His non-profit startup, Giving Credit, is a social credit network that amplifies community finance by bringing transparency to informal lending networks, protecting peer-lenders against loan loss through loan guarantees, reporting informal loan repayment to credit bureaus, and enabling lenders to deduct loan-loss from Federal income taxes. 

“There is a huge disconnect between the way government anti-poverty programs and non-profits look at impoverished communities and how they actually are,” Henderson explains. “Most programs assume individual failure. I am developing a solution that capitalizes on human resilience and empathy.” Henderson is working within the existing peer-to-peer lending networks that already exist in low-income communities throughout America. His platform will help individuals through difficult financial moments while also giving them the track record that they need to enter the mainstream banking system.  

Henderson is working with Professor Frederick Wherry to ensure that key learnings from his Dignity and Debt network are incorporated into Giving Credit’s offerings.  

Through the assistance of the START program and the greater Princeton community, Henderson plans to move beyond the pilot phase to meaningfully expand Giving Credit via strong partnerships and a sustainable operating model. 

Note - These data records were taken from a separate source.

Issue #2739, opened 2026-07-02
perf(explore): attribute and cut the RC/allocator tax (17% of L1, 15% of L8 compress cycles)


kim-em:
## Evidence (perf, steady-state `compress-pareto`, 2026-07-02, chungus)

Reference counting plus allocator time is a large, mostly flat tax on compression:

| level (file) | `lean_dec_ref_cold` | `mi_free` + `mi_malloc_small` | total |
|---|---|---|---|
| L1 (dickens) | 8.9% | 7.8% | **16.7%** |
| L6 (dickens) | 4.4% | 3.1% | 7.5% |
| L8 (xml) | 8.6% | 6.2% | **14.8%** |
| L9 (xml) | 5.5% | ~1% | 6.5% |

That is a fifth-to-sixth of the whole compress budget going to memory management, and it is nobody's algorithm.

## Step 1: attribute it

The flat profile does not say which allocations these are. Candidates:
- `ByteArray.push` growth in `BitWriter.flushAcc` output (one push per byte; doubling reallocs copy the whole stream). The pre-sized output buffer belongs to #2631 (BitWriter wide-store); this issue should only confirm its share.
- Packed-token `Array UInt32` growth by `push` in the matcher main loops (pre-sizing by a bytes-per-token heuristic is cheap; #2607 pre-sized one of these paths, check coverage).
- Boxed intermediates on the L8 sizing path (`List.setTR` visible at 2.2%; superseded if the observation-splitting issue lands, but attribute first).
- Per-call constructor churn in hot recursive helpers that fail the reuse optimization.

Getting the attribution: `perf record --call-graph dwarf` on the mi_* symbols, or bisection by hacking a pre-size into one site at a time and re-measuring `compress-pareto`.

## Step 2: fix the top sites

Likely shape: `Array.mkEmpty`/`ByteArray.mkEmpty` capacity reservations at allocation sites, and ctor-reuse-friendly restructuring where the reuse analysis is falling out. Each fix is output-preserving, so proofs are untouched; each must clear a measured win on `compress-pareto` before landing.

Boundary: the BitWriter output buffer restructure stays in #2631; this issue covers everything else the attribution surfaces.

🤖 Prepared with Claude Code

kim-em:
## Step 1 done: attribution (branch sampling, chungus, steady-state compress-pareto)

[...]

Issue #2737, opened 2026-07-02
perf: observation-divergence block splitting at L4-L8 (per-block trees below L8; retire the L8 sizing pass)


kim-em:
## Evidence

Two problems, one mechanism:

1. **The mid-band is dominated.** Levels 1-7 emit a single DEFLATE block for the whole file (dispatch at `Zip/Native/DeflateDynamic.lean:1380-1416`): one Huffman tree pair for a 10-20 MB Silesia member. zlib refits trees every ~16K symbols. Current silesia geomeans: native L5 0.3330 @ 38 MB/s, L6 0.3320 @ 35, L7 0.3300 @ 27, all dominated by zlib L5 (0.3297 @ 56). Most of that ratio gap is whole-file trees, not match quality: native L8 (which splits) reaches 0.3228.
2. **L8's split machinery is expensive.** perf at L8 (xml): `findTableCode_go` 13.8% (a linear scan of the length/distance slot tables, `Zip/Native/Deflate.lean:129`, on the sizing path even though dense packed tables exist for emit), boxed `tokenFreqs_go` 1.8%, `List.setTR` 2.2%, `chooseSplitsHeuristic` forIn 1.9%. The sized-split candidate pays a boxed sizing pass the dense-table emit path already made obsolete.

## What libdeflate does (deflate_compress.c:2055-2217)

Block boundaries are chosen by a cheap streaming heuristic, no sizing passes:
- Each symbol is bucketed into one of 10 coarse observation classes (8 literal classes from top-2 bits + low bit; 2 match classes, length < 9 vs >= 9).
- Every 512 symbols, if the block is at least 5000 bytes, compare the last 512 observations against the block's running distribution (sum of absolute frequency deltas, integer-scaled; cutoff 200/512 with a short-block penalty, `deflate_compress.c:2141-2197`).
- Divergence => end block. Soft max block 300000 bytes, min 5000.

## Plan

1. Implement the observation counters + divergence check over the packed token stream (or inline in the matcher main loop). Pure `Nat`/`UInt32` arithmetic, heuristic-only: it picks boundaries, the existing emitters guarantee correctness.
2. Feed the boundaries to the existing cross-block shared-window emit (`emitSharedBlocks`, roundtrip proof already in place), replacing the fixed `sharedTokChunk` cadence.
3. Enable the split path at L4-L7 (currently single-block).
[...]

PR #2749, opened 2026-07-02
perf: attribute the RC/allocator tax; ctor-reuse the BitWriter (+9.9% L1, +3.8% L8)

kim-em:
This PR attribute the compress-path RC/allocator tax (#2739) with hardware branch sampling and land the top fix: constructing the result `BitWriter` in `writeBits`/`writeHuffCode` instead of inside the `flushAcc` loop, so the compiler's ctor-reuse recycles one writer cell per stream instead of allocating and freeing one per field written. Measured on chungus (`compress-pareto`, pinned `taskset -c 43`, interleaved A/B vs master): L1/dickens 51.6 → 56.7 MB/s (+9.9%), L8/xml 21.1 → 21.9 MB/s (+3.8%), L6/dickens 24.5 → 25.4, L9/xml 2.93 → 3.01; output byte-identical everywhere. Proof cost is small: `flushAcc` and `flushAcc_spec` stay as the reference form, `flushAcc_eq` proves the split (`flushBytes`/`dropBytes`) form equal, and `writeBits_def`/`writeHuffCode_def` restate the old defining equations for the four unfold sites in `BitWriterCorrect`.

Attribution notes (in `progress/rc-allocator-tax-2739.md`): DWARF unwinding produces no usable call graphs on leanc-built binaries, but branch sampling (`perf record -j any_call,u`) attributes every sampled call into `mi_malloc_small`/`mi_free`/`lean_dec_ref_cold` to its exact caller. On L1 the tax was ~59% BitWriter ctor churn and ~41% `updateHashes` result-pair churn; on L8 the boxed split path (`findTableCode` scans + Option/tuple churn, `unpackTok` map, `List.setTR`) dominates alongside the same two shapes. The #2631 pre-size share is ~zero (2 branch samples of push-doubling reallocs out of 45k), so that issue's win must come from wide stores, not fewer reallocs.

A second fix (threading the matcher chain state as one pair for ctor reuse) was built, proven, and measured **negative** (−1.9% L1): the reuse converts one alloc+free per match into an isShared check plus two cell stores per position, which costs more than it saves. It is documented and retired, not landed. The remaining L8 sizing-path churn is handed to #2737 / stage D with the numbers.

🤖 Prepared with Claude Code

### DIFF
--- a/Zip/Native/BitWriter.lean
+++ b/Zip/Native/BitWriter.lean
@@ -30,7 +30,15 @@ def bitLength (bw : BitWriter) : Nat := bw.data.size * 8 + bw.bitCount.toNat
 
 /-- Flush whole bytes out of a wide accumulator `acc` holding `total` valid
     low bits, LSB-first. Pushes `total / 8` bytes to `data`; the remaining
-    `total % 8` bits become the new partial byte. -/
+    `total % 8` bits become the new partial byte.
+
+    Reference form only: the production writers use the split
+    `flushBytes`/`dropBytes` loops (equal by `flushAcc_eq`, which the
+    `writeBits_def`/`writeHuffCode_def` equations build on) so the `BitWriter`
+    cell is constructed in the caller, where the ctor-reuse optimization can
+    recycle the input writer instead of allocating a fresh cell per field
+    (measured at ~59%/~19% of `mi_malloc_small` calls on L1/L8 compress,
+    #2739). -/
 def flushAcc (data : ByteArray) (acc : UInt64) : Nat → BitWriter
   | total =>
     if total ≥ 8 then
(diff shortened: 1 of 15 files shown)


kim-em:
## Silesia Pareto refresh (pinned)

Dashboard refreshed with the native-only splice, measured pinned to one CPU (`BENCH_PIN=43`; pinning is now built into `bench/run.sh` for all measurement passes). `out_size` is identical on **every** native row, so each point moves straight up at constant ratio — outside the previous native mixing frontier by construction.

silesia compress pareto

Silesia per-level geomean compress throughput (12 files):

| level | before | after | Δ |
|---|---|---|---|
| 1 | 66.4 MB/s | 72.0 MB/s | **+8.5%** |
| 2 | 52.4 | 55.3 | +5.6% |
| 3 | 48.2 | 50.6 | +4.9% |
| 4 | 39.0 | 40.8 | +4.5% |
| 5 | 38.0 | 39.5 | +4.0% |
| 6 | 35.1 | 36.5 | +3.8% |
| 7 | 27.2 | 28.0 | +3.0% |
| 8 | 9.45 | 9.85 | +4.2% |
| 9 | 3.32 | 3.36 | +1.1% |
| 10 | 1.71 | 1.71 | +0.1% |

The gradient matches the attribution: low levels are emit-bound (where the BitWriter ctor churn lived), the optimal tiers (9–10) are match-finding-bound so the emit fix barely registers there.

Canterbury moves the same way:

canterbury compress pareto

🤖 Prepared with Claude Code

kim-em:
## Before/after `compress_mbps` on the merged branch (machine `Linux chungus x86_64`)

Master moved under this PR (#2744 niceLen ladder, #2746 word-at-a-time countMatch landed), so this re-runs the gate on the merge: BEFORE is a **merge-base build** (the committed baseline predated #2744 — freshness guard caught it), AFTER is this branch merged with master; both swept back-to-back, pinned via `bench/pin_core.sh`. `max |Δratio| = 0.000000` (output-neutral), untouched levels 9–10 at 1.00–1.01x (binary health OK).

silesia compress pareto before/after

Silesia geomean (12 files):

|---|---|---|---|---|
| 1 | 0.361 | 66.0 | 73.0 | **1.11x** |
| 2 | 0.349 | 52.2 | 56.3 | 1.08x |
| 3 | 0.344 | 48.1 | 51.6 | 1.07x |
| 4 | 0.335 | 39.0 | 41.4 | 1.06x |
| 5 | 0.335 | 38.0 | 40.1 | 1.06x |
| 6 | 0.332 | 34.8 | 36.7 | 1.06x |
| 7 | 0.330 | 26.9 | 28.1 | 1.05x |
| 8 | 0.323 | 9.5 | 9.9 | 1.04x |
| 9 | 0.315 | 3.4 | 3.4 | 1.01x |
| 10 | 0.308 | 1.7 | 1.7 | 1.00x |

canterbury compress pareto before/after

Canterbury: 1.08x L1 tapering to 1.00x L10, same shape.

Visual read: the AFTER curve lifts uniformly at the emit-bound end and converges at the crown; on Silesia native's L1 point now sits at/above the JS fflate curve at better ratio, with zlib/Go/miniz still ahead and libdeflate the SIMD ceiling. The win is slightly **larger** than measured pre-merge (+11% vs +9.9% at L1): #2744/#2746 shrank match-finding time, so the emit share this PR removes weighs more.

Note: the delta is a touch larger than the interleaved corner A/B suggested partly because BEFORE here is a single-pass cross-binary sweep — but the same-session, same-core pairing and the level-graded structure (largest where emit dominates, zero at the crown) match the attribution, so I read it as real.

The dashboard commit in this PR also brings `bench/results/latest.json` current (the committed baseline was recorded on the #2746 branch and predated #2744).

🤖 Prepared with Claude Code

Educational Excellence in Africa: Khadidiatou Sall 

Khadidiatou Sall, known as Khady, joins the START Innovators program with the goal of transforming STEAM education and infrastructure in Africa – starting with her home country of Senegal. Prior to coming to Princeton, she already created a molecular genetics and bioinformatics degree at a public university in Senegal. This program is the first of its kind in West Africa. Graduates of this program are equipped to contribute meaningfully to the scientific community both at home and abroad. This degree program is Khady’s first step in her long-term plan to build world-class research capability in Africa. 

In addition to her work in academia, Khady has founded two impactful ventures: SeeSD, a non-profit organization dedicated to promoting STEAM education, and Ubbil, a startup incubator. 

Upon completing her PhD in Molecular and Cellular Biology in the United States, Khady had to make the difficult decision between working in a cutting-edge research institution in the US or Europe or returning to Senegal. She is working to create the strong scientific ecosystem in Senegal that she would have liked to come home to.  

“Growing up in a region where access to quality education was limited, I witnessed firsthand the barriers and inequalities that hindered the growth and potential of talented individuals. I was lucky to have an opportunity to later study abroad in France and the U.S. This experience ignited my motivation to bridge this educational divide and empower others with the necessary skills and knowledge to thrive in the modern world.” 

“I am thrilled to be working with Princeton Professor Leonard Wantchekon, founder of the highly successful African School of Economics. I have so much to learn from his experience. While I am only at the beginning of my time as a START Innovator, I have already reaped the benefits of the ecosystem both on campus and via the larger Princeton ecosystem. I look forward to building the world-class learning, incubation and research center that I wish had existed when I completed my PhD in molecular biology.”